Restraint of trade and non-solicitation clauses are common features in Australian employment contracts.

With major reforms announced to take effect from 2027, understanding how these clauses work (and what’s changing) is essential for both employers and employees.

This comprehensive guide, prepared by our non-compete lawyers, explains everything you need to know about restraint of trade law in Australia.

Key Takeaways

  • The government announced reforms to worker restraints in the 2025–26 Budget. The reforms should take effect from 2027, following consultation and legislation passing parliament. 
  • This includes banning noncompete clauses for low and middle-income workers earning below the current high-income threshold.
  • Non-solicitation clauses: These clauses restrict former employees from soliciting clients, customers, or colleagues from their former employer and remain largely unaffected by the proposed reforms  
  • There is a test of reasonableness applied to any restraint of trade clause when the courts consider enforcement.
  • The common law position: restraints of trade are invalid and unenforceable for public policy reasons unless they protect an employer’s “legitimate business interests”  
Farrah Motley is an Australian lawyer and the Legal Practice Director of Prosper Law

Understanding Restraint of Trade Clauses

A “restraint of trade” is an overarching term for a clause in an employment contract designed to prevent employees from using any confidential information obtained during their employment for the benefit of a direct competitor. 

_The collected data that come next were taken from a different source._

PR #4137, opened 2026-02-10
Refactor eslint config to use mjs extension

devinea:
Convert eslint configs templates for Fiori projects to `.mjs` extension and convert content to esm.

better support for future.


heimwege (approved):
- changing to `mjs` instead of `js` looks good.
- changeset ok

Thanks @devinea

PR #4393, opened 2026-03-11
feat: ignore service prefixes during searching service

815are:
ignore service prefixes during searching service using method `getCapServiceName`.
How method works after update:
1. first it tries to find service by exact match like before changes and how it currently works in `main` branch;
2. if service was not found, then it tries to match service using following patterns:
2.1. `/ui/<inbound-service-name>/v<version>/<service_suffix>`
2.2. `/<string>.<string>/external-ui/<inbound-service-name>/v<version>/<service_suffix>`


packages/project-access/src/project/cap.ts
```diff
@@ -424,8 +434,15 @@ function findServiceByUri(
     services: { name: string; urlPath: string }[],
     uri: string
 ): { name: string; urlPath: string } | undefined {
-    const searchUri = uniformUrl(uri).replace(/(?:^\/)|(?:\/$)/g, '');
-    return services.find((srv) => srv.urlPath.replace(/(?:^\/)|(?:\/$)/g, '') === searchUri);
+    const searchUri = normalizeServiceUrlPath(uniformUrl(uri));
+    let service = services.find((srv) => normalizeServiceUrlPath(srv.urlPath));
```
heimwege: Is this correct? `find` expects a condition but I just see the `normalizeServiceUrlPath`. I would have expected something like

```suggestion
    let service = services.find((srv) => normalizeServiceUrlPath(srv.urlPath) === searchUri);
```

815are: yes, mistake, did not notice, thanks

815are: fixed - https://github.com/SAP/open-ux-tools/pull/4393/changes/c39dba26c3138ac7afb3531770c4b4f7a0d0ef1d

heimwege (approved):
- coverage is excellent
- changes are straightforward
- did NOT test manually
- changeset exists

.changeset/mighty-camels-drum.md
```diff
@@ -0,0 +1,5 @@
+---
+'@sap-ux/project-access': patch
+---
+
+Enhance `getCapServiceName` to return service by ignorering prefix for service URL in parameter `datasourceUri`.
```
heimwege:
```suggestion
Enhance `getCapServiceName` to return service by ignoring prefix for service URL in parameter `datasourceUri`.
```

packages/project-access/src/project/cap.ts
```diff
@@ -413,6 +413,44 @@ export async function readCapServiceMetadataEdmx(
...
+
+    const patterns = [
+        // regex for pattern -> /ui/<inbound-service-name>/v<version>/...
+        String.raw`^/ui/[^/]+/v\d+/${expectedSufixPath}$`,
+        // regex for pattern -> /<string>.<string>/external-ui/<inbound-service-name>/v<version>/...
+        String.raw`^/[^/]+\.[^/]+/external-ui/[^/]+/v\d+/${expectedSufixPath}$`
+    ];
+
+    return patterns.some((pattern) => new RegExp(pattern).test(path));
+}
```
heimwege: 1. typo in suffix
2. parameter mutation (expectedSufixPath = expectedSufixPath.replace(...) - reassigning the input parameter
  instead of using a local variable)

```suggestion
export function isMatchingServiceUri(path: string, expectedSuffixPath: string): boolean {
    // Escapes special regex characters in a string so it can be embedded into regular expression
    const escapedSuffix = expectedSuffixPath.replace(/[.*+?^${}()|[\]\\]/g, String.raw`\$&`);

    const patterns = [
        // regex for pattern -> /ui/<inbound-service-name>/v<version>/...
        String.raw`^/ui/[^/]+/v\d+/${escapedSuffix}$`,
        // regex for pattern -> /<string>.<string>/external-ui/<inbound-service-name>/v<version>/...
        String.raw`^/[^/]+\.[^/]+/external-ui/[^/]+/v\d+/${escapedSuffix}$`
    ];

    return patterns.some((pattern) => new RegExp(pattern).test(path));
}
```

packages/project-access/src/project/cap.ts
```diff
@@ -424,8 +462,15 @@ function findServiceByUri(
...
 ): { name: string; urlPath: string } | undefined {
-    const searchUri = uniformUrl(uri).replace(/(?:^\/)|(?:\/$)/g, '');
-    return services.find((srv) => srv.urlPath.replace(/(?:^\/)|(?:\/$)/g, '') === searchUri);
+    const searchUri = normalizeServiceUrlPath(uniformUrl(uri));
+    // Try to find a service by exact path match
+    let service = services.find((srv) => normalizeServiceUrlPath(srv.urlPath) === searchUri);
+    // If no exact match is found, try matching while ignoring the service prefix
+    service ??= services.find((srv) => {
+        const normalizedServiceUrlPath = normalizeServiceUrlPath(srv.urlPath);
+        return isMatchingServiceUri(`/${searchUri}`, normalizedServiceUrlPath);
```
heimwege: Suggestion: normalize the leading slash inside isMatchingServiceUri

The caller manually prepends a / before passing searchUri to this function (because the regex patterns require ^/). This is an implicit contract that future callers will have to discover the hard way.

Consider normalizing inside the function instead:
```ts
const normalizedPath = path.startsWith('/') ? path : `/${path}`;
```
Then use normalizedPath in the .test() call, and the caller can simply pass searchUri directly. The leading-slash requirement becomes an implementation detail, not a caller responsibility.

.changeset/mighty-camels-drum.md
815are: fixed - 165a2629b760f817291ed19d9b19ce17cab59881

packages/project-access/src/project/cap.ts
815are: applied suggestion  - 800b7d830a27cc033277e7a90eaab497c84d6d95

packages/project-access/src/project/cap.ts
815are: applied suggestion  - 800b7d830a27cc033277e7a90eaab497c84d6d95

To understand how non-compete clauses operate in Australia, read our article on What is a Non-Compete Clause? for a clear breakdown of how these clauses restrict competition after employment ends.

Types of Restraint Clauses

  • Non-Compete Clauses:  These prevent former employees from working for competitors or starting a competing business within a certain geographic area and time period after leaving a company. These are the primary target of the upcoming federal reforms. 
  • Non-Solicitation Clauses: prevent employees from contacting or trying to get a client/customer or employee of the employer from moving to a competitor for a set period of time. These clauses protect both client relationships and workforce stability. 
  • Non-Disclosure Clauses:  prevent employees from using or releasing the confidential information of their former employer for the benefit of a competitor. These focus specifically on protecting confidential information and trade secrets.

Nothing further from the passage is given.